Ari Fleischer January 9, 2003

"Our intelligence officials estimate that Saddam Hussein had the materials to produce as much as 500 tons of sarin, mustard and VX nerve agent. "
George W. Bush
January 28, 2003

"We know that Saddam Hussein is determined to keep his weapons of mass destruction, is determined to make more. "
Colin Powell
February 5, 2003

"We have sources that tell us that Saddam Hussein recently authorized Iraqi field commanders to use chemical weapons – the very weapons the dictator tells us he does not have. "
George W. Bush
February 8, 2003

"Intelligence gathered by this and other governments leaves no doubt that the Iraq regime continues to possess and conceal some of the most lethal weapons ever devised. "
George W. Bush
March 17, 2003

"Well, there is no question that we have evidence and information that Iraq has weapons of mass destruction, biological and chemical particularly . . . all this will be made clear in the course of the operation, for whatever duration it takes. "
Ari Fleisher
March 21, 2003

"There is no doubt that the regime of Saddam Hussein possesses weapons of mass destruction. And . . . as this operation continues, those weapons will be identified, found, along with the people who have produced them and who guard them. "
Gen. Tommy Franks
March 22, 2003

"One of our top objectives is to find and destroy the WMD. There are a number of sites. "
Pentagon Spokeswoman Victoria Clark
March 22, 2003

"We know where they are. They’re in the area around Tikrit and Baghdad and east, west, south and north somewhat. "
Donald Rumsfeld
March 30, 2003

"I think you have always heard, and you continue to hear from officials, a measure of high confidence that, indeed, the weapons of mass destruction will be found. "
Ari Fleischer
April 10, 2003

"We’ll find them. It’ll be a matter of time to do so. "
George W. Bush
May 3, 2003

"I’m absolutely sure that there are weapons of mass destruction there and the evidence will be forthcoming. We’re just getting it just now. "
Colin Powell
May 4, 2003

"I’m not surprised if we begin to uncover the weapons program of Saddam Hussein – because he had a weapons program. "
George W. Bush
May 6, 2003
Not much of anything?

**

I thought we knew where they are? See above.

**

Why not?

Oh yeah because they lied to you there ain’t no fucking WMD!

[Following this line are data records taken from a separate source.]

PR #11903, opened 2021-11-27
wip

nmarton-da:
changelog_begin
changelog_end

### Pull Request Checklist

trigger the build.

### DIFF
--- a/build.sh
+++ b/build.sh
@@ -69,6 +69,7 @@ start_postgresql
 
 # Run the tests.
 bazel test //... \
+  --cache_test_results=no \
   --build_tag_filters "$tag_filter" \
   --test_tag_filters "$tag_filter" \
   --test_env "POSTGRESQL_HOST=${POSTGRESQL_HOST}" \
--- a/ledger/participant-integration-api/src/main/scala/platform/store/DbType.scala
+++ b/ledger/participant-integration-api/src/main/scala/platform/store/DbType.scala
@@ -43,10 +43,19 @@ object DbType {
         supportsAsynchronousCommits = false,
       )
 
+  object M
+      extends DbType(
+        "M",
+        "N/A",
+        supportsParallelWrites = false,
+        supportsAsynchronousCommits = false,
+      )
+
   def jdbcType(jdbcUrl: String): DbType = jdbcUrl match {
-    case h2 if h2.startsWith("jdbc:h2:") => H2Database
+    case h2 if h2.startsWith("jdbc:h2:") => M
     case pg if pg.startsWith("jdbc:postgresql:") => Postgres
     case oracle if oracle.startsWith("jdbc:oracle:") => Oracle
+    case m if m.startsWith("jdbc:m:") => M
     case _ =>
       sys.error(s"JDBC URL doesn't match any supported databases (h2, pg, oracle)")
   }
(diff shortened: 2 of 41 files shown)


build.sh
```diff
@@ -69,6 +69,7 @@ start_postgresql
 
 # Run the tests.
 bazel test //... \
+  --cache_test_results=no \
```
mziolekda, line 72: This needs to be changed back before it is unwipped

ledger/participant-integration-api/src/test/lib/scala/platform/store/backend/StorageBackendTestsPruning.scala
```diff
@@ -88,7 +88,7 @@ private[backend] trait StorageBackendTestsPruning extends Matchers with StorageB
       contractId = "#1",
       signatory = someParty,
     )
-    val createFilter1 = DbDto.CreateFilter(1L, someTemplateId.toString, "signatory")
+    val createFilter1 = DbDto.CreateFilter(1L, someTemplateId.toString, "party")
```
meiersi-da, line 91: Why is this rename required?

meiersi-da (commented):
Impressive changes @nmarton-da . Looks like a good direction.

Makes me wonder whether we couldn't implement in-memory fan-out more simply using an aggressively pruned in-memory storage backend for the events that wraps a DB storage backend. For calls that fall within the event-range of the in-memory backend, we'd serve them from memory; the other ones get served from disk.

build.sh
nmarton-da: I think we will have other PRs to roll this out, but if no, for sure :)
I added this to trigger full test builds for measurement purposes.

ledger/participant-integration-api/src/test/lib/scala/platform/store/backend/StorageBackendTestsPruning.scala
nmarton-da: This implementation has no filter table, and is getting the filtering info directly from events. So if the test needed to be changed to align the fixtures: same information in create-filters and create-events.
There is a TODO though to add improvement of filter tables (that would be nested maps as indexes in the in memory implementation), because that would be more performant for the in memory as well, and also it would be more conformant as well. (not sure it is needed though)

nmarton-da:
> Impressive changes @nmarton-da . Looks like a good direction.
> 
> Makes me wonder whether we couldn't implement in-memory fan-out more simply using an aggressively pruned in-memory storage backend for the events that wraps a DB storage backend. For calls that fall within the event-range of the in-memory backend, we'd serve them from memory; the other ones get served from disk.

Interesting idea!

ledger/participant-integration-api/src/test/lib/scala/platform/store/backend/StorageBackendTestsPruning.scala
meiersi-da: Ah OK. Thanks.

ledger/participant-integration-api/src/main/scala/platform/store/DbType.scala
```diff
@@ -43,10 +43,19 @@ object DbType {
         supportsAsynchronousCommits = false,
       )
 
+  object M
```
mziolekda, line 46: M as in Marton or as in M-theory?

```
In the absence of an understanding of the true meaning and structure of M-theory, Witten has suggested that the M should stand for "magic", "mystery", or "membrane" according to taste, and the true meaning of the title should be decided when a more fundamental formulation of the theory is known.
```

nmarton-da:
superseded by associated project

Issue #11371, opened 2021-10-25
Respect upper version bound for version check of stable packages in Daml Engine


cocreature:
A daml engine with an upper version bound of LF X should not allow stable packages with version Y > X. We only want to ignore the lower bound.

PR #11905, opened 2021-11-29
Limit supported input versions in damlc to >= LF 1.8

cocreature:
1.8 was the version that introduced type synonyms, we really don’t
gain much by dropping more since data-dependencies mainly depends on
that. and this provides for a very natural upgrade path for users
where pretty much everyone should be able to upgrade directly to SDK
2.0 without having to go through intermediate versions.

changelog_begin

- [Daml Compiler] The supported input LF versions for
  data-dependencies are now limited to LF 1.8 and newer.

changelog_end

### Pull Request Checklist

trigger the build.


cocreature:
> Nice code generation :) I'm tempted to say we should do something similar for the list of stable packages we have in scala (for a similar version check).

we definitely should but I’d like to tackle https://github.com/digital-asset/daml/issues/11371 as part of that.

language-support/ts/codegen/tests/src/DA/Test/Daml2js.hs
```diff
@@ -14,31 +14,21 @@ import qualified DA.Daml.LF.Ast.Version as LF
 import DA.Test.Daml2jsUtils
 import Data.List.Extra
 import qualified Data.Text.Extended as T
-import qualified Data.ByteString.Lazy as BSL
```
cocreature, line 17: @stefanobaghino-da can you please take a look if that looks reasonable to you? Factored it into a separate commit for easier review 4ec55da95bcf47e844d3b709be090d6d78e49e8a. I just dropped everything that depends on LF < 1.8.

robin-da (approved):
Looks good, thanks!

language-support/ts/codegen/tests/src/DA/Test/Daml2js.hs
stefanobaghino-da: I tried to go through it but my Haskell and knowledge of `daml2js` is insufficient to give you a meaningful answer. Who owned this previously? All I can say is that I would trust whomever actively maintained this previously, as to the best of my understanding there hasn't been any handover for this. If the application runtime need to own it, we'll probably need to rewrite it at some point as I don't think we should spread ourselves too thin into maintaining more and more stuff far away from the core skills of the team.

cocreature: Martin & Robin wrote it originally. since then I did some of the work and Gary made some changes to support genmaps.

PR #11906, opened 2021-11-29
Split daml-lf encode/decode Haskell libraries

cocreature:
I was working on limiting the supported input versions in damlc. This
requires the list of stable package ids so we can allow those to be
decoded even if they are older.

However that leads to a cyclical dependency:
To get the package ids of the stable packages, I need to encode
them. The version check is in the decoder. If those live in the same
package, I now end up with a cyclical dependency and
Bazel (understandably) gets very sad.

This PR splits decoding/encoding into two libraries with the
generation of stable packages only depending on encoding.

changelog_begin
changelog_end

### Pull Request Checklist

trigger the build.


sofiafaro-da (approved):
Nice, thank you!

robin-da (approved):
Looks good, thanks!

You know, that little list of quotes would work nicely in the GD.

Where ya hiding Spectre?

I didn’t know the United States was appointed the world’s judge, jury, and executioner. Especially for a guy whom we gave the gun to in the first place.

Self-appointed, of course. Evidenced by Bush setting up military tribunals to try, convict, and no doubt execute citizens of its best allies in the Iraq war: British and Australian.